Talking about cables, you will need to buy them as this unit doesn’t come with any cable at all. If your receiver has an embedded video switcher you will need to buy two HDMI cables, one to connect your player to your receiver and another to connect your receiver to your TV. If it doesn’t, then you will need to buy one HDMI cable to connect your player to your TV and one audio cable (optical or coaxial SPDIF, depending on what you have available on your receiver) to connect your player to your receiver.

From what we’ve been seen on the market, the most common HDMI cable lengths are 3 feet, 6 feet and 12 feet. We tried them all and three feet proved to be too short to connect the player to the TV, but if you are using a receiver with an embedded video switcher and you will place the player on top of it, this length is adequate. To connect your player or receiver to your TV you will need a 6-feet cable if the player or receiver is right below or right above your TV. If they are more distant than that, then you need to buy a 12-feet cable.

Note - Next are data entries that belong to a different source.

PR #10482, opened 2019-01-22
Implement Decode entry in Indexed images

### LINKED ISSUE #10339: PDF not rendered correctly in canvas
https://drive.google.com/drive/folders/1Gw6flKyN8BHWyDuW2l3ofHgMZ2abEanC

## Configuration:
- Web browser and its version: Chrome 70.0.3538.110
- Operating system and its version: Ubuntu 18.04
- PDF.js version: latest source code
- Is a browser extension: no

1. replace defaultUrl with pdf file list in google drive.
2. pdf not rendered correctly in canvas.

#### *issue1*(Background Cover Text)
Background hide text

#### *issue2*(Background Color Not Correct, left is pdfjs, right is pdf app)
Background hide text

#### *issue1*(Background Cover Text)
Background hide text

#### *issue2* (Background Color Not Correct, left is pdfjs, right is pdf app)
Background Color Not Correct

janpe2:
Fixes #10339 in which page background images have an Indexed color space and an inverting entry `/Decode [255.0 0.0]`. `Decode` hasn't been implemented for Indexed, so wrong colors appeared.

In core/image.js I had to modify also `decodeCoefficients` and `decodeAddends` values if the color space is Indexed. Function `decodeAndClamp()` uses those values and it returns color components multiplied by `max`. (`max` is 255 when BitsPerComponent is 8.) `decodeAndClamp()` works fine if the components are in range [0, 1]. However, Indexed components are in range [0, `max`]. If `decodeAndClamp()` multiplied them again by `max`, the values would go out of range.


src/core/colorspace.js
```diff
@@ -565,8 +565,15 @@ class IndexedCS extends ColorSpace {
...
-  isDefaultDecode(decodeMap) {
-    return true; // Indexed color maps shouldn't be changed.
+  isDefaultDecode(decodeMap, bpc) {
+    if (!Array.isArray(decodeMap)) {
+      return true;
+    }
+    if (decodeMap.length !== 2) {
+      warn('Decode map length is not correct');
+      return true;
+    }
```
Snuffleupagus: Perhaps it would also be a good idea to check that the `bpc` parameter is an integer, larger than zero, in *addition* to the checks done above?

src/core/image.js
```diff
@@ -169,18 +169,21 @@ var PDFImage = (function PDFImageClosure() {
...
       this.decodeCoefficients = [];
       this.decodeAddends = [];
+      const isIndexed = this.colorSpace && this.colorSpace.name === 'Indexed';
       for (var i = 0, j = 0; i < this.decode.length; i += 2, ++j) {
         var dmin = this.decode[i];
         var dmax = this.decode[i + 1];
-        this.decodeCoefficients[j] = dmax - dmin;
-        this.decodeAddends[j] = max * dmin;
+        this.decodeCoefficients[j] = isIndexed ? ((dmax - dmin) / max) :
+                                     (dmax - dmin);
```
Snuffleupagus: Nit: Maybe a tiny bit easier to read with slightly adjusted indentation, e.g.
```javascript
this.decodeCoefficients[j] = isIndexed ? ((dmax - dmin) / max) :
                                         (dmax - dmin);
```

Snuffleupagus (approved):

timvandermeij (approved):

timvandermeij:
Thank you for fixing this!

/botio makeref

PR #10494, opened 2019-01-25
Reduce unnecessary duplication of the `isDefaultDecode` methods on `ColorSpace` instances

Snuffleupagus:
The recent PR 10482 made me realize that I missed an opportunity for simplification when doing the class conversion of this code in PR #10007.


timvandermeij (approved):

timvandermeij:
Nice clean-up!

PR #10499, opened 2019-01-26
Attempt to clean-up/restore pending rendering operations when errors occurs while a `RenderTask` runs (PR 10202 follow-up)

Snuffleupagus:
This piggybacks of the existing `cancel` functionality, to ensure that any pending operations are closed *and* that any temporary canvases are actually being removed.

Also simplifies `finishPaintTask` in `PDFPageView.draw` slightly, by converting it to an async function.

### DIFF
--- a/src/display/api.js
+++ b/src/display/api.js
@@ -2434,7 +2434,7 @@ const InternalRenderTask = (function InternalRenderTaskClosure() {
       }
     }
 
-    cancel() {
+    cancel(error = null) {
       this.running = false;
       this.cancelled = true;
       if (this.gfx) {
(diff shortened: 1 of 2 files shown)


src/display/api.js
```diff
@@ -2480,10 +2480,10 @@ const InternalRenderTask = (function InternalRenderTaskClosure() {
     _scheduleNext() {
       if (this._useRequestAnimationFrame) {
         window.requestAnimationFrame(() => {
-          this._nextBound().catch(this.callback);
+          this._nextBound().catch(this.cancel.bind(this));
         });
       } else {
-        Promise.resolve().then(this._nextBound).catch(this.callback);
+        Promise.resolve().then(this._nextBound).catch(this.cancel(this));
```
Snuffleupagus: D'oh, really stupid typo, fix incoming.

timvandermeij (approved):

timvandermeij:
Nice find!

PR #10501, opened 2019-01-27
In `getVisibleElements`, check `firstVisibleElementInd` rather than `numViews` before backtracking (PR 10443 follow-up)

Snuffleupagus:
When `firstVisibleElementInd === 0`, regardless of the number of views, there's no reason to attempt to backtrack at all since it's never possible to find an element before the *first* one anyway.


timvandermeij (approved):

timvandermeij:
Makes sense. Thanks!

PR #10504, opened 2019-01-28
Enable the `no-useless-catch` ESLint rule

Snuffleupagus:
See https://eslint.org/docs/rules/no-useless-catch


timvandermeij (approved):

timvandermeij:
Good to have yet another ESLint rule enabled. Thanks!

PR #10510, opened 2019-01-31
Bugfix for Angular CLI (Node)

sboerjan:
Experiencing problems with Angular Universal because document/window is not available in CLI, this fixes it.

### DIFF
--- a/web/ui_utils.js
+++ b/web/ui_utils.js
@@ -665,7 +665,8 @@ function waitOnEventOrTimeout({ target, name, delay = 0, }) {
  */
 let animationStarted = new Promise(function (resolve) {
   if ((typeof PDFJSDev !== 'undefined' && PDFJSDev.test('LIB')) &&
-      typeof window === 'undefined') {
+      typeof window === 'undefined' &&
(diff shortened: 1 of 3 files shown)


web/ui_utils.js
```diff
@@ -144,7 +144,7 @@ function scrollIntoView(element, spot, skipOverflowHiddenElements = false) {
  */
 function watchScroll(viewAreaElement, callback) {
   let debounceScroll = function(evt) {
-    if (rAF) {
+    if (rAF && typeof window === 'undefined') {
```
Snuffleupagus: I really don't think it's acceptable to run this check *every* time that scrolling happens in the default viewer, just so that you can support a special environment (Angular) which is apparently providing incomplete/incorrect `window` polyfills.

timvandermeij:
I agree with the comments above. This is basically working around a limitation in the custom implementation/in Angular. Not only are the changes not really clear as to why they are even necessary, they also introduce more logic for well-behaving environments. In short, I don't think PDF.js should be changed for this particular environment, at least not in the current way, unless there is a very simple polyfill that can be added to e.g., `compatibility.js` without touching other code.

PR #10517, opened 2019-02-03
[api-minor] Remove the `document.currentScript` polyfill

Snuffleupagus:
This polyfill is currently used in only *one* file, i.e. `src/display/api.js`, and only when trying to build a *fallback* `workerSrc` path.

Given that the global `workerSrc` should *always* be set[1] when using the PDF.js library[2], and that the fallback `workerSrc` should only be regarded as a best-effort solution anyway, there isn't a particularily strong reason to keep the compatibility code in my opinion.

---
[1] Other supported options include setting the global `workerPort`, or passing in a `PDFWorker` instance as part of the `getDocument` call.

[2] Which is clearly mentioned in the JSDocs in `src/display/worker_options.js`.

### DIFF
--- a/src/display/api.js
+++ b/src/display/api.js
@@ -90,7 +90,8 @@ if (typeof PDFJSDev !== 'undefined' && PDFJSDev.test('GENERIC')) {
     });
   }) : null;
 
-  if (!fallbackWorkerSrc && typeof document !== 'undefined') {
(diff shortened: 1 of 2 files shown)


timvandermeij (approved):

timvandermeij:
More standardization is always welcome. Thank you!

A final tip for buying cables: research carefully for prices. HDMI cables can be easily found being sold by USD 40, while the same cable costs less than USD 10 at Newegg.com.

Before playing a Blu-Ray disc we decided to play a DVD. After all even if you don’t have a huge DVD collection the number of movies available on any high-def format is still too low, so you will probably still play a lot of DVDs. Here we found the major flaw of this unit. As you can clearly see in Figure 1, DVD discs do not fill the full screen. We are not talking about the traditional black bars that appear on the top and on the bottom of widescreen movies, but an entire black frame around the movie, making the movie play inside a window, if you will.

As we pressed the pause key, we could clearly see that the unit was sending 1080p signal to the TV filling up all the screen, because the status bar on the top of the screen was perfectly filling up the top portion of the screen, as you can see in Figure 1. This wasn’t an issue with the screen aspect ratio configuration either, as we played with all possible configurations on both player and TV. By using the TV’s zoom function we could have a better aspect, but we still had a little bit of black border and the player menu would go out of sight. It is also important to say that with other players our DVDs played just fine filling up the whole screen.

Samsung BD-P1400 Review
click to enlarge
Figure 1: This unit plays DVD movies inside a black frame, not filling the entire screen.

Apparently this problem was being caused by the lack of a function to manually set the 4:3 mode to be used. We had the exact same problem with Sony BDP-S300, but this unit from Sony has an option called “4:3 Video Out” that after we changed from “normal” to “full” solved our issue. Unfortunately we couldn’t solve this problem on this unit from Samsung.

We stopped our tests here. It wasn’t worthwhile seeing how this unit played Blu-Ray discs. If a new unit cannot play our DVD collection the way it supposed to be, then the unit pretty much worthless.

Another problem with this unit is that you may need a firmware upgrade to play the latest Blu-Ray movies. On Blu-Ray discs the menus are written in Java and the latest movies are using a version that is newer than the one used by the player, causing this incompatibility. This same problem happens with units from other brands as well.

The firmware upgrade process on this unit is very easy to be performed. You can either download a CD image from Samsung’s website, burn it to a CD and then put this CD to play on your unit or simply connect your player to your broadband Internet connection (the unit features an Ethernet port) and choose the firmware upgrade option from the player menu. This Ethernet port is really handy and this feature is not found on its main competitor, Sony BDP-S300.

Unfortunately we cannot recommend a unit that has so many flaws. The bottom line is: don’t buy this unit.